When Senate Republicans filibustered the extension of emergency unemployment benefits on January 14, there didn’t seem to be much hope that the sides to come to an agreement.
Here’s the back story:
Republicans are open to extending unemployment benefits, but are demanding a spending offset to any deal. Two weeks ago, Democrats offered to extend the Medicare provider cuts in sequestration until 2024. Since these cuts fell outside of the 10-year budget window, the Congressional Budget Office (CBO) scored it as increasing the deficit by $17 billion. Conservatives rejected this offer, believing the cuts would never materialise.
Senate Minority Leader Mitch McConnell (R-Ky.) then tried to force a vote on his irrelevant amendment to delay the individual mandate and the whole process descended into a partisan fight over procedural rules.
Now, however, Democrats have offered a new way to pay for a three month extension of unemployment benefits: pension smoothing. This would reduce the amount that companies have to pay into their pension funds each year. This gives companies higher profits in the short-term, boosting tax revenue for the government.

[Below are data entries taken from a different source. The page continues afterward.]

PR #1640, opened 2026-04-15
feat: handle AKS Machine API sync validation errors in offerings cache

comtalyst:
**Description**

Handle AKS Machine API sync validation errors in the offerings cache. When `BeginCreateOrUpdate` returns a validation error synchronously (before async provisioning), Karpenter now classifies it and marks the SKU unavailable — matching the behavior of the existing async provisioning error path.

Without this, sync errors were treated as opaque failures, causing retries on the same doomed SKU instead of falling back to alternatives.

Handled errors (all map to SKU-not-available cache action):
- `VMSizeNotSupported`: VM size not in SKU store for subscription/location
- `BadRequest` + "not supported for subscription": main vmsize validator variant

* New unit + acceptance tests
* Manual run w/ overridden VM size. Persistent E2E will be considered separately.
```
{
  "level": "ERROR",
  "message": "Reconciler error",
  "error": "launching nodeclaim, creating nodeclaim, creating AKS machine failed, failed to begin create AKS machine \"test-sync-err-mcs47\", handled sync error: the requested SKU is unavailable for instance type Standard_D2_v3 in zone westus3-3 with capacity type on-demand, for more details please visit: https://aka.ms/azureskunotavailable"
}
```

- [ ] Yes, issue opened: #
- [x] No

**Release Note**

```release-note
NONE
```


pkg/providers/instance/offerings/aksmachinebegincreateerrorhandlers.go
```diff
@@ -0,0 +1,105 @@
...
+	"strings"
+
+	"github.com/Azure/azure-sdk-for-go/sdk/azcore"
+	"github.com/Azure/karpenter-provider-azure/pkg/cache"
+	"github.com/Azure/skewer"
+	corecloudprovider "sigs.k8s.io/karpenter/pkg/cloudprovider"
+)
+
+// HandlableError is a code + message pair extracted from an API error response.
+// It is intentionally minimal and API-agnostic. This module decides how to interpret it.
```
matthchr, line 32: minor: this file has a weird name. `handlableerrorhanders`

Is there a better name?

`machineerrorhandlers`? `containerservicerrorhandlers`?

pkg/providers/instance/offerings/aksmachinebegincreateerrorhandlers.go
```diff
@@ -0,0 +1,105 @@
...
+type HandlableError struct {
```
matthchr, line 33: minor, spelling (here and elsewhere). I think this should be `HandleableError`, right?

matthchr, line 33: Is the need/desire for this that we have some errors that come via the async path (not `azcore.ResponseError`), and some that come via the sync path, and we want to share error handling logic as much as we can?

Put another way: Why the need for this abstraction?

pkg/providers/instance/offerings/handlableerrorhandlers.go
```diff
@@ -0,0 +1,105 @@
...
+
+type handlableErrorHandlerEntry struct {
+	match  func(*HandlableError) bool
+	handle errorHandle
+}
+
+// HandlableErrorHandler classifies HandlableErrors and takes appropriate offerings cache actions.
+// TODO: consider replacing other error handlers with this one, which is more generic and serves the purpose. Can consider this when moving towards handling AKS errors more.
+type HandlableErrorHandler struct {
+	UnavailableOfferings *cache.UnavailableOfferings
```
matthchr: minor: Do these two fields actually need to be exported?

I observe that the existing handlers have them exported but I am not sure they needed to be?

pkg/providers/instance/offerings/handlableerrorhandlers.go
```diff
@@ -0,0 +1,105 @@
...
+	HandlerEntries       []handlableErrorHandlerEntry
+}
+
+// NewMachineBeginCreateErrorHandler creates a handler for AKS Machine API sync-phase errors.
+// TODO: consider sharing this on azure-sdk-for-go-extensions like other error handlers.
+func NewMachineBeginCreateErrorHandler(unavailableOfferings *cache.UnavailableOfferings) *HandlableErrorHandler {
```
matthchr: minor: mismatch in create function here and return type name? Why not either call `HandlableErrorHandler` `MachineBeginCreateErrorHandler` or call this `NewHandlableErrorHandler`?

Note: I tend to prefer `MachineBeginCreateErrorHandler` (this is just for that, right?)

pkg/providers/instance/aksmachineinstance.go
```diff
@@ -573,6 +579,20 @@ func (p *DefaultAKSMachineProvider) handleMachineProvisioningError(ctx context.C
 	return fmt.Errorf("failed to create AKS machine %q during %s, unhandled provisioning error: code=%s, message=%s", aksMachineName, phase, lo.FromPtr(innerError.Code), lo.FromPtr(innerError.Message))
 }
 
+func (p *DefaultAKSMachineProvider) handleMachineBeginCreateError(ctx context.Context, aksMachineName string, instanceType *corecloudprovider.InstanceType, zone string, capacityType string, he *offerings.HandlableError) error {
+	sku, skuErr := p.instanceTypeProvider.Get(ctx, instanceType.Name)
+	if skuErr != nil {
+		return fmt.Errorf("failed to get instance type %q: %w, begin create error left unhandled: %w", instanceType.Name, skuErr, he)
+	}
+
+	handledError := p.beginCreateErrorHandling.Handle(ctx, sku, instanceType, zone, capacityType, he)
```
matthchr: minor, style: 
```suggestion
	err := p.beginCreateErrorHandling.Handle(ctx, sku, instanceType, zone, capacityType, he)
```

I think this is just a plain `err`, right?

pkg/providers/instance/offerings/handlableerrorhandlers.go
```diff
@@ -0,0 +1,105 @@
...
+	return &HandlableErrorHandler{
+		UnavailableOfferings: unavailableOfferings,
+		HandlerEntries: []handlableErrorHandlerEntry{
+			{
+				match:  isSKUNotAvailableForSubscription,
+				handle: handleSKUNotAvailableError,
+			},
+			{
+				match:  isSKUNotAvailableForSubscriptionBadRequest,
+				handle: handleSKUNotAvailableError,
```
matthchr: This handler only marks a single capacity type (spot | ondemand) as unavailable, but I think both of these errors we may want to mark both?

There is another helper, `markAllZonesUnavailableForBothCapacityTypes`, used in `handleAllocationFailureError`, which marks both?

Can you confirm which is intended/ideal?

pkg/providers/instance/offerings/aksmachinebegincreateerrorhandlers.go
comtalyst: - The format of error returned by the batch API cannot be converted to SDK error easily. It returns multiple errors embedded in the main error. So we better off with a handler that support this format.
- Error handling logic don't really need anything beyond `code` and `message`. Given multiple forms of error we are having (e.g., SDK error, machine async ProvisioningError, batch error), this `HandlableError` is what every type can be abstracted to. As a result, yes, we can share logic as much as we can.
- If we want to separate the expected errors and the unexpected errors. Before this, we are leaning towards using `error` type as a vehicle for both. But I would argue that `error` type should be reserved for real, unexpected errors. These handlable errors are not always the case, as Karpenter may expect to handle it.

matthchr: > The format of error returned by the batch API cannot be converted to SDK error easily. It returns multiple errors embedded in the main error. So we better off with a handler that support this format.

Not 100% sure I am following. Isn't the usage/conversion here just:
```
		he := offerings.ErrorToHandlableError(err)
		if he != nil {
			return nil, p.handleMachineBeginCreateError(ctx, aksMachineName, instanceType, zone, capacityType, he)
		}
```

which looks to me like we don't do anything fancy processing? Or are you talking about the async path (which AFAIK doesn't take this codepath today?)

> Error handling logic don't really need anything beyond code and message. Given multiple forms of error we are having (e.g., SDK error, machine async ProvisioningError, batch error), this HandlableError is what every type can be abstracted to. As a result, yes, we can share logic as much as we can.

This is a goal of yours and not in this PR, right? Since as far as I can tell here this error handler is specifically for machine sync errors, so there's not anything shared currently, right?

> If we want to separate the expected errors and the unexpected errors. Before this, we are leaning towards using error type as a vehicle for both. But I would argue that error type should be reserved for real, unexpected errors. These handlable errors are not always the case, as Karpenter may expect to handle it.

I don't think I agree with this. There are already tons of `errors` managed by Karpenter that may be retryable - for example look at the SDKs, we get errors for things like HTTP 500 or connection failures, even though the appropriate response to those errors is usually to retry.

comtalyst: <blockquote>
Not 100% sure I am following. Isn't the usage/conversion here just:

```
		he := offerings.ErrorToHandlableError(err)
		if he != nil {
			return nil, p.handleMachineBeginCreateError(ctx, aksMachineName, instanceType, zone, capacityType, he)
		}
```

which looks to me like we don't do anything fancy processing? Or are you talking about the async path (which AFAIK doesn't take this codepath today?)
</blockquote>

I am talking batch API, sync path. Not here, but in batch PR.
Code: https://github.com/Azure/karpenter-provider-azure/blob/b79933e69708781f471181f3b3231c2fefe2336c/pkg/providers/azclient/aksmachinesheaderbatch/apiresponseutils.go
API expectations: https://github.com/Azure/karpenter-provider-azure/blob/b79933e69708781f471181f3b3231c2fefe2336c/designs/0009-aks-machines-batch-creation.md#error-handling

Let's say, alternatively, we force convert these to `error` type, and extend/reuse existing [ResponseErrorHandler](https://github.com/Azure/karpenter-provider-azure/blob/main/pkg/providers/instance/offerings/resperrorhandlers.go) ([matcher in azure-sdk-for-go-extensions](https://github.com/Azure/azure-sdk-for-go-extensions/blob/main/pkg/errors/armerrors.go))
- It expects: the error being SDK's `ResponseError` type underneath
- So, for our batch error case to work, converting to `error` is not enough. It has to be `ResponseError`. Not only SDK didn't really provide a good tool for that, it does not really make sense because these batch errors are not `ResponseError`. 
- Conversion would be best-effort, in which in the end, we can, but it adds to cross-module assumption that is not compile time
- However, the role of `ResponseError` type in error handling is not as important. We only need code and message. This goes to my point on vision for shared error handler, which can still divide by what code/message format it is responsible for, but not error type.

Another alternative: if we extend/reuse existing [ErrorDetailHandler](https://github.com/Azure/karpenter-provider-azure/blob/main/pkg/providers/instance/offerings/errordetailhandlers.go)
- Its interface accepts `ErrorDetail` rather than `error` then reflect later. So, ideally, we convert batch error to `ErrorDetail`
- The type, however, is more fair. `ErrorDetail` is AKS type, similar to extracted batch error.
- However, it is not guaranteed that the API error we get is AKS error. Things can fail before it reaches AKS RP (e.g., NotFound), and the error returned won't be `ErrorDetail` type
- Same arguments with `ResponseErrorHandler` on best-effort conversion applies.

Another alternative: we still create a new handler, just not with `HandlableError`.
- `error` type doesn't allow the separation of code and message easily. Ideally, we want to move to rely more on whole error code than error message (or its substring). AKS errors seem to support that so far(?), once we do.
- `ResponseError` doesn't make sense, per arguments against `ResponseErrorHandler`
- `ErrorDetail` neglects ARM errors, per arguments against `ErrorDetailHandler`


<blockquote>
This is a goal of yours and not in this PR, right? Since as far as I can tell here this error handler is specifically for machine sync errors, so there's not anything shared currently, right?
</blockquote>

Yes, not in this PR. There is a TODO though:

```go
// TODO: consider replacing other error handlers with this one, which is more generic and serves the purpose. Can consider this when moving towards handling AKS errors more.
```

<blockquote>
I don't think I agree with this. There are already tons of errors managed by Karpenter that may be retryable - for example look at the SDKs, we get errors for things like HTTP 500 or connection failures, even though the appropriate response to those errors is usually to retry.
</blockquote>

The way to separate expected/unexpected is based on the prerequisite that all services are up and performing correctly per contract. 500 and connection failures are in unexpected category. However, client layer doesn't need to act fatal on every unexpected errors they see. Retrying from these as a result is appropriate.

Quota/capacity errors, on the other hand, is utilized by Karpenter by-design. Karpenter fully expect these errors, and use it as a part of its functionality to filter out unavailable offerings, then keep going. I would argue that these are the expected flow of things rather than failure modes.

By the time we have `HandlableError`, even though Karpenter expects, it is not necessary that the thing inside is utilizable/expected. Internal server error could still be there, but the error handlers will decide the final category. But I don't think that we should declare that it is erroneous until proven so.

I acknowledge that the framework outside of our codebase this is not perfectly suitable for this model. For example, Karpenter core still reads error type returned by `Create()` to determine its nature. At our layer, however, this could be an opportunity to clarify. Thoughts?

matthchr: I mean I think it's worth separating two topics here:
1. Does `HandlableError` make sense here, given our unique requirements and the fact that some errors are not coming from an `error` today (they come from GET on the machine). I think this is a somewhat special case, and the answer to this question probably is yes it makes sense here given our requirements.
2. _In general_, should we avoid `error` for retryable cases. IMO no. We should do what Go wants us to do and what matches most with the ecosystem that we're in, and IMO that is that `error` can be fatal or non-fatal, there is no implication that `error` is always something fatal and I don't think we should try to make our code (in general) follow that pattern, even if in this particular instance primarily due to re-suing `error` and non-error paths, it makes sense for this specific case. It is not a general pattern that is correct AFAIK and we should continue (elsewhere) to treat errors as possibly fatal, or possibly retryable, depdending on what they are.

pkg/providers/instance/offerings/handlableerrorhandlers.go
comtalyst: Marking both makes more sense, given the assumption that SKU not available applies to both. Updated.

pkg/providers/instance/offerings/handlableerrorhandlers.go
comtalyst: (renamed)

pkg/providers/instance/offerings/handlableerrorhandlers.go
comtalyst: They don't need to be. Unexported.

pkg/providers/instance/offerings/aksmachinebegincreateerrorhandlers.go
comtalyst: (renamed)

pkg/providers/instance/offerings/aksmachinebegincreateerrorhandlers.go
comtalyst: So far, we have been naming these files "<error type> + handlers" rather than where the error comes from. Which means CRP sync/async shares the same file. Machine API async is on its own, and the only one that uses `ErrorDetail`, so `ErrorDetailHandler`.
In longer term, for clarity, I think we might better shift towards categorizing it by source rather than type.

But for this case, I think it is fine to get started here, naming it `AKSMachineErrorHandlers`

pkg/providers/instance/offerings/aksmachinebegincreateerrorhandlers.go
```diff
@@ -52,54 +52,74 @@ func ErrorToHandlableError(err error) *HandlableError {
...
+	ctx context.Context,
+	unavailableOfferings *cache.UnavailableOfferings,
+	sku *skewer.SKU,
+	instanceType *corecloudprovider.InstanceType,
+	zone,
+	capacityType,
+	errorCode,
+	errorMessage string,
+) error {
+	markAllZonesUnavailableForBothCapacityTypes(ctx, unavailableOfferings, sku, instanceType, SKUNotAvailableReason, SKUNotAvailableOnDemandTTL)
```
matthchr, line 107: @tallaxes be aware of this in your outstanding PR as this will likely merge first, and you'll want to correct this handling for machine API at least in your PR on merge.

matthchr (approved):

pkg/providers/instance/offerings/aksmachinebegincreateerrorhandlers.go
comtalyst: On (2), matching the ecosystem is fair. 
Overall, let's revisit this when we work on AKS errors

But in the long-term, companies will have to increase their pension contributions, which will reduce their profits and decrease future tax revenues. It also allows companies to underfund their pensions, increasing the risk they will need help covering them from the government. The Committee for a Responsible Federal Budget (CRFB) rightly labels this a gimmick. It doesn’t actually offset the cost of the unemployment extension and only makes the pension system more unstable.
Over the 10-year budget window though, pension smoothing saves money since its costs don’t fully materialise until more than a decade from now.
Here’s a chart from the CRFB showing this:
So, Republicans rejected the Democrats’ original proposal of future Medicare provider cuts on the grounds that they were uncertain to materialise. But now, they are close to accepting a “pension funding” gimmick in which the savings are certain not to materialise.
Why is the first one more acceptable to Senate Republicans than the latter? Because the CBO uses a 10-year budget window, meaning that the first deal is scored as increasing the deficit while the second one is deficit-neutral.
Undoubtedly, Senate Republicans understand all of this.
Here’s where the politics come in. Republicans agreed to extend the Medicare provider cuts in 2022 and 2023 as part of the budget deal. Conservatives were furious at this. If Republicans agreed to extend them yet another year for an extension of unemployment insurance (UI), with the cuts not falling within the 10-year budget window, conservatives would freak out. Instead, Senate Republicans can say they are offsetting the costs with “pension smoothing,” a meaningless term to nearly everyone. To top it off, the CBO will score it as deficit-neutral.
Effectively, Republicans are tricking their supporters into believing that the bill has a spending offset. In the process, they can avoid the political backlash of killing the UI extension. It’s great politics.
On policy, Republicans are getting nothing. They are extending unemployment benefits for imaginary cuts. Over the long-term, this deal would add to the deficit.
That’s great for Senate Democrats. It’s exactly what they wanted on policy grounds. Whether Senate Republicans ultimately go for it remains to be seen. Yesterday, Sen. Rob Portman (R-Ohio) said that the “reality is, we’re pretty close.” Then, it would have to pass the House, an even tougher task.
But for now, there is hope.
It just goes to show the absurdity of the Republican position that they rejected a deal with a real, if far-off, spending offset in return for one that is certain to increase the deficit. But if that’s what it takes to get a deal done, then I’m all for it.